Trawling the site on various occasions, I've seen dozens of combs made of the early plastic called celluloid — combs so beautiful they belonged in a museum, so beguiling I coveted them for my own. I've seen combs that looked as if they were carved from ivory or amber, and some that were flecked with mica so they shone as if made of hammered gold. I've seen huge, lacy decorative combs of faux tortoiseshell that might have crowned the piled-high up-twist of a Gilded Age debutante, and tiara-like combs twinkling with sapphire or emerald or jet "brilliants," as rhinestones once were called. One of my favorites was a delicate 1925 art deco comb with a curved handle and its own carrying case; together, they looked like an elegant purse made of tortoiseshell and secured with a rhinestone clasp. Just four inches long, it was surely designed for the short hair of a Jazz Age beauty. Looking at the comb, I could imagine its first owner, a bright spirit in a dropped-waist dress and Louise Brooks bob, reveling in her liberation from corsets, long gowns, and heavy hair buns.

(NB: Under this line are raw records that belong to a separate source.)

PR #734, opened 2023-02-02
Configureable k8s rate limit

TheRealHaoLiu:
- no error shall escape

```
RECEPTOR_KUBE_CLIENTSET_QPS
- default: 100 
```
```
RECEPTOR_KUBE_CLIENTSET_BURST
- default: 10*QPS 
```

Surprisingly, these gorgeous antiques are quite affordable. Celluloid plastic made it possible, for the first time, to produce combs in real abundance — keeping prices low even for today's collector who doesn't have a lot to spend but wants to own something fabulous. For people at the dawn of the plastic age, celluloid offered what one writer called "a forgery of many of the necessities and luxuries of civilized life," a foretoken of the new material culture's aesthetic and abundance.

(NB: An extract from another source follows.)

PR #735, opened 2023-02-02
Configurable k8s rate limit with exponential backoff on retries

TheRealHaoLiu:
- increase retry interval and add exponential backoff for retries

Combs are one of our oldest tools, used by humans across cultures and ages for decoration, detangling, and delousing. They derive from the most fundamental human tool of all — the hand. And from the time that humans began using combs instead of their fingers, comb design has scarcely changed, prompting the satirical paper the Onion to publish a piece titled "Comb Technology: Why Is It So Far Behind the Razor and Toothbrush Fields?" The Stone Age craftsman who made the oldest known comb — a small four-toothed number carved from animal bone some eight thousand years ago — would have no trouble knowing what to do with the bright blue plastic version sitting on my bathroom counter.
For most of history, combs were made of almost any material humans had at hand, including bone, tortoiseshell, ivory, rubber, iron, tin, gold, silver, lead, reeds, wood, glass, porcelain, papier-mâché. But in the late nineteenth century, that panoply of possibilities began to fall away with the arrival of a totally new kind of material — celluloid, the first man-made plastic. Combs were among the first and most popular objects made of celluloid. And having crossed that material Rubicon, comb makers never went back. Ever since, combs generally have been made of one kind of plastic or another.
The story of the humble comb's makeover is part of the much larger story of how we ourselves have been transformed by plastics. Plastics freed us from the confines of the natural world, from the material constraints and limited supplies that had long bounded human activity. That new elasticity unfixed social boundaries as well. The arrival of these malleable and versatile materials gave producers the ability to create a treasure trove of new products while expanding opportunities for people of modest means to become consumers.